Directions for this task:
Skip every line before the one containing "(diff shortened: 1 of 2 files shown)", then copy that line and the rest of the entries below exactly, through the last line.

Saved entries:
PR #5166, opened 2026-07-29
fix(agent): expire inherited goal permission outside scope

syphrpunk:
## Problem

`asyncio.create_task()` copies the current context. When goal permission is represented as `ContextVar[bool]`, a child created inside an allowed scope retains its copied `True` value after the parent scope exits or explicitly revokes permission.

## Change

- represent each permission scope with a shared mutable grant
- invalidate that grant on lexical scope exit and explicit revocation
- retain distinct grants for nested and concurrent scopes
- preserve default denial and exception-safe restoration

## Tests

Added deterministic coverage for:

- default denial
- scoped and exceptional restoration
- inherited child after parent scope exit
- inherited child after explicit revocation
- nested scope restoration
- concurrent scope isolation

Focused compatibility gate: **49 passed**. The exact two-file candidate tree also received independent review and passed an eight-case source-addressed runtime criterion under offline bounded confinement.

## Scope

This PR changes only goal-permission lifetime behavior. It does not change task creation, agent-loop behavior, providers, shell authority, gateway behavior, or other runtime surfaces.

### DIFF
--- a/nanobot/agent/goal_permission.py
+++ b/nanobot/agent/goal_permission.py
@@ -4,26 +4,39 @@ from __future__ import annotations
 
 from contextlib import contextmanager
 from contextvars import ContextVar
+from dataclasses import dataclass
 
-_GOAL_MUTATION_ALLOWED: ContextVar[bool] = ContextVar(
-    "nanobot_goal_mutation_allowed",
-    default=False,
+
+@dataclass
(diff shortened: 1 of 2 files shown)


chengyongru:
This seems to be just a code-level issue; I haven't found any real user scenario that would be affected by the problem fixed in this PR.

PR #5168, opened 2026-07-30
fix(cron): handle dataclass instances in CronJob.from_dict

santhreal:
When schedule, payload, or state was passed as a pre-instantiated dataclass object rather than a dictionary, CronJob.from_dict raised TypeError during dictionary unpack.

Problem solution:
(diff shortened: 1 of 2 files shown)


chengyongru:
This seems to be just a code-level issue; I haven't found any real user scenario that would be affected by the problem fixed in this PR.

PR #5168, opened 2026-07-30
fix(cron): handle dataclass instances in CronJob.from_dict

santhreal:
When schedule, payload, or state was passed as a pre-instantiated dataclass object rather than a dictionary, CronJob.from_dict raised TypeError during dictionary unpack.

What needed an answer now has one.